Your job is to set down the listing again exactly as it stands.

_____

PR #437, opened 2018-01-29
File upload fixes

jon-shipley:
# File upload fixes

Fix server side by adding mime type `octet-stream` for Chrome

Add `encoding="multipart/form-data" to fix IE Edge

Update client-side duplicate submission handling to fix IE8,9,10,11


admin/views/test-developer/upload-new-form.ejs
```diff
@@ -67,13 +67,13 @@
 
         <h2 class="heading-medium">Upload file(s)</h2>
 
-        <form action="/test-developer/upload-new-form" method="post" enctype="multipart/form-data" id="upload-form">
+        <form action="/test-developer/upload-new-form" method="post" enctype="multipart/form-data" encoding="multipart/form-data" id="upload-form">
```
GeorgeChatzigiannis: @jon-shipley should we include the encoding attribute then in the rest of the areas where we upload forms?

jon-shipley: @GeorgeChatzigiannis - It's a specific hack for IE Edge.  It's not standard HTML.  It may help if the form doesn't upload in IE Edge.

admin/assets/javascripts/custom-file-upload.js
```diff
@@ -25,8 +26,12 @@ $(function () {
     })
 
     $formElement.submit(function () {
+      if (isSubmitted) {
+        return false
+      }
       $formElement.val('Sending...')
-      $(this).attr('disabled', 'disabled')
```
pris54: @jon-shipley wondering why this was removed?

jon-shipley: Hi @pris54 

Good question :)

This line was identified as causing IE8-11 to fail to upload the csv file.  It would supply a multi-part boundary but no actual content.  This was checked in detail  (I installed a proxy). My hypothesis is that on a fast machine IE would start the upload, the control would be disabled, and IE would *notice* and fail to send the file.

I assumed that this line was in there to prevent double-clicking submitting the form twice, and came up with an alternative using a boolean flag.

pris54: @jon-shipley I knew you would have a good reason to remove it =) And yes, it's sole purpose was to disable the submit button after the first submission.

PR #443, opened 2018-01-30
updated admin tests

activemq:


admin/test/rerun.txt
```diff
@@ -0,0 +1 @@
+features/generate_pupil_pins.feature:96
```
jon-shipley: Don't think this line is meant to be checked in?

_____

- _Result of the task_
PR #437, opened 2018-01-29
File upload fixes

jon-shipley:
# File upload fixes

Fix server side by adding mime type `octet-stream` for Chrome

Add `encoding="multipart/form-data" to fix IE Edge

Update client-side duplicate submission handling to fix IE8,9,10,11


admin/views/test-developer/upload-new-form.ejs
```diff
@@ -67,13 +67,13 @@
 
         <h2 class="heading-medium">Upload file(s)</h2>
 
-        <form action="/test-developer/upload-new-form" method="post" enctype="multipart/form-data" id="upload-form">
+        <form action="/test-developer/upload-new-form" method="post" enctype="multipart/form-data" encoding="multipart/form-data" id="upload-form">
```
GeorgeChatzigiannis: @jon-shipley should we include the encoding attribute then in the rest of the areas where we upload forms?

jon-shipley: @GeorgeChatzigiannis - It's a specific hack for IE Edge.  It's not standard HTML.  It may help if the form doesn't upload in IE Edge.

admin/assets/javascripts/custom-file-upload.js
```diff
@@ -25,8 +26,12 @@ $(function () {
     })
 
     $formElement.submit(function () {
+      if (isSubmitted) {
+        return false
+      }
       $formElement.val('Sending...')
-      $(this).attr('disabled', 'disabled')
```
pris54: @jon-shipley wondering why this was removed?

jon-shipley: Hi @pris54 

Good question :)

This line was identified as causing IE8-11 to fail to upload the csv file.  It would supply a multi-part boundary but no actual content.  This was checked in detail  (I installed a proxy). My hypothesis is that on a fast machine IE would start the upload, the control would be disabled, and IE would *notice* and fail to send the file.

I assumed that this line was in there to prevent double-clicking submitting the form twice, and came up with an alternative using a boolean flag.

pris54: @jon-shipley I knew you would have a good reason to remove it =) And yes, it's sole purpose was to disable the submit button after the first submission.

PR #443, opened 2018-01-30
updated admin tests

activemq:


admin/test/rerun.txt
```diff
@@ -0,0 +1 @@
+features/generate_pupil_pins.feature:96
```
jon-shipley: Don't think this line is meant to be checked in?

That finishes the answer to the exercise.